= Nikola Musulin =

Serbian teacher, activist, and poet

Nikola Musulin (Никола Мусулин; ca. 1830–fl. 1897) was a Serbian teacher, activist, and poet. He was one of few trained teachers in Prizren from 1856–1859. In 1859 he brought the Code of Dušan, the constitution of the Serbian Empire (1346–1371), to a village in Kosovo. It is currently in the National Museum in Belgrade.

Nikola Musulin, son of a Serbian merchant, was born at Shkodër in 1830, and educated there and afterwards at the Clerical High School of Saint Arsenije. Musulin was brought up in a neighbourhood bordering on the open country that was the Military Frontier between the Ottoman and Habsburg empires, and from his earliest years he found a companion in nature; he was also early initiated into the reading of poetry, hearing Njegoš and Branko Radičević in his youth. Musulin had trained to be a teacher at St. Arsenius instead of becoming a priest. While studying for the profession, however, he contributed poems and prose articles to various magazines, periodicals and newspapers. Upon graduation in 1856 Musulin arrived in Prizren, where he opened the first modern secular school. Prizren had an elementary school for girls, founded by Anastasija Ajnadžina in 1836. The work of Ajnadžina and Musulin inspired other fellow teachers to follow their footsteps: Milan Kovačević went on to open a secular school in Pristina in 1859 while Sava Dečanac founded a school in Peja.
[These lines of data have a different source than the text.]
PR #239, opened 2017-02-21
Upgrade IP BOM from 7.0.0.CR6 to 7.0.0.CR7

psiroky:


mbarkley:
Jenkins, retest this

psiroky:
The build is failing because the CR7 did not get synced into maven central (which is a bug).

@mbarkley I am wondering if it would make sense to add the jboss repo into the errai-bom? (I know this is not ideal, but we use the same in other projects just for cases like this one).

mbarkley:
@psiroky We reference the jboss repo from errai-parent so I don't see any harm in adding it to errai-bom as well. Perhaps you could add that change as an amendment to this PR?

psiroky:
@mbarkley yes, will do in a sec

Musulin left Old Serbia to teach in Cetinje, Montenegro, in 1862.

The Song about Grahovo and other fragments of his verse and prose had been known to a few people long before the publication of Until Dawn (Do zore) of 1863, in a facsimile of his clear and elegant handwriting, and of Justice and Freedom or the Testament of Bishop Njegoš (Pravda I Sloboda Ili Testamenat Vladike Njeguša) of 1897. As a writer Musulin published two more books: Moze li se pomoći našem narodu u Staroj Srbiji (Can Our People be Helped in Old Serbia), in which he once again showed his great attachment for his homeland, and Za kralja i otadžbinu (For King and Country).